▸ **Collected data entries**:
PR #30452, opened 2026-07-06
sentinel: new package

muslim-kh09:
This PR adds Sentinel (v2.0.4) to Termux. Sentinel is a statically compiled, zero-dependency Git pre-commit secret detector written in Go.

Project Homepage: https://github.com/sentinel-cli/sentinel

### DIFF
--- a/packages/sentinel/build.sh
+++ b/packages/sentinel/build.sh
@@ -1,0 +1,25 @@
+TERMUX_PKG_HOMEPAGE=https://github.com/sentinel-cli/sentinel
+TERMUX_PKG_DESCRIPTION="Statically compiled, zero-dependency Git pre-commit secret detector"
+TERMUX_PKG_LICENSE="AGPL-3.0"
+TERMUX_PKG_MAINTAINER="@KhaledHani"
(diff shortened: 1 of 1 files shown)


sylirre:
@muslim-kh09 We have a packaging policy that is mandatory to comply with: https://github.com/termux/termux-packages/blob/master/CONTRIBUTING.md#packaging-policy. Your package clearly does not fit - it born a week ago which raises concerns about its viability in future and trustworthiness.

If Termux needs a secret detector package there are better alternatives than this, even if they have more dependencies or "slower".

▸ **What this task involves**:
Copy all of the entries above exactly as shown.

▸ **Task output**:
PR #30452, opened 2026-07-06
sentinel: new package

muslim-kh09:
This PR adds Sentinel (v2.0.4) to Termux. Sentinel is a statically compiled, zero-dependency Git pre-commit secret detector written in Go.

Project Homepage: https://github.com/sentinel-cli/sentinel

### DIFF
--- a/packages/sentinel/build.sh
+++ b/packages/sentinel/build.sh
@@ -1,0 +1,25 @@
+TERMUX_PKG_HOMEPAGE=https://github.com/sentinel-cli/sentinel
+TERMUX_PKG_DESCRIPTION="Statically compiled, zero-dependency Git pre-commit secret detector"
+TERMUX_PKG_LICENSE="AGPL-3.0"
+TERMUX_PKG_MAINTAINER="@KhaledHani"
(diff shortened: 1 of 1 files shown)


sylirre:
@muslim-kh09 We have a packaging policy that is mandatory to comply with: https://github.com/termux/termux-packages/blob/master/CONTRIBUTING.md#packaging-policy. Your package clearly does not fit - it born a week ago which raises concerns about its viability in future and trustworthiness.

If Termux needs a secret detector package there are better alternatives than this, even if they have more dependencies or "slower".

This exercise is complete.